### EXERCISE
In the lines below, look for "matcher". Copy each line where it appears.

### DATA TO EXAMINE
----------------------------------------

PR #744, opened 2023-08-06
Introduce `IsEmpty` matcher for use by Refaster templates

Stephan202:
Suggested commit message:
```
Introduce `IsEmpty` matcher for use by Refaster templates (#744)
```

As discussed offline with @rickie: this matcher could be used for #733 (assuming that it's extended to support `Mono<Void>`; that's not part of this PR.)

PR #815, opened 2023-10-06
Introduce `FluxEmpty` Refaster rule

Venorcis:
This is mainly intended to prevent `Flux.just()`, preferring the more expressive `Flux.empty()`, but while there why not prevent the other `vararg` constructors from being used without arguments 🤷🏻‍♂️

### DIFF
--- a/error-prone-contrib/src/main/java/tech/picnic/errorprone/refasterrules/ReactorRules.java
+++ b/error-prone-contrib/src/main/java/tech/picnic/errorprone/refasterrules/ReactorRules.java
@@ -426,6 +426,25 @@ final class ReactorRules {
     }
   }
 
+  /** Prefer {@link Flux#empty()} over more contrived ways of creating an empty flux. */
+  static final class FluxEmpty<T> {
+    @BeforeTemplate
+    Flux<T> before() {
+      return Refaster.anyOf(
+          Flux.just(),
+          Flux.concat(),
+          Flux.concatDelayError(),
+          Flux.firstWithSignal(),
+          Flux.merge(),
+          Flux.mergeSequential());
+    }
+
+    @AfterTemplate
+    Flux<T> after() {
+      return Flux.empty();
+    }
+  }
+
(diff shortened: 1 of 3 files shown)


error-prone-contrib/src/main/java/tech/picnic/errorprone/refasterrules/ReactorRules.java
```diff
@@ -391,6 +391,25 @@ Flux<T> after(Flux<T> flux, T object) {
     }
   }
 
+  /** Prefer {@link Flux#empty()} over more contrived ways of creating an empty flux. */
+  static final class FluxEmpty<T> {
+    @BeforeTemplate
+    Flux<T> before() {
+      return Refaster.anyOf(
+          Flux.just(),
```
rickie: Would like to propose to sort the entries :).

error-prone-contrib/src/main/java/tech/picnic/errorprone/refasterrules/ReactorRules.java
```diff
@@ -391,6 +391,25 @@ Flux<T> after(Flux<T> flux, T object) {
     }
   }
 
+  /** Prefer {@link Flux#empty()} over more contrived ways of creating an empty flux. */
```
rickie: Usually we just say `more contrived alternatives`, so would say that would suffice here as well 😄.

rickie (approved):
Nice improvements @Venorcis 🚀 !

----------------------------------------

### ANSWER FOR THIS EXERCISE
Introduce `IsEmpty` matcher for use by Refaster templates
Introduce `IsEmpty` matcher for use by Refaster templates (#744)
As discussed offline with @rickie: this matcher could be used for #733 (assuming that it's extended to support `Mono<Void>`; that's not part of this PR.)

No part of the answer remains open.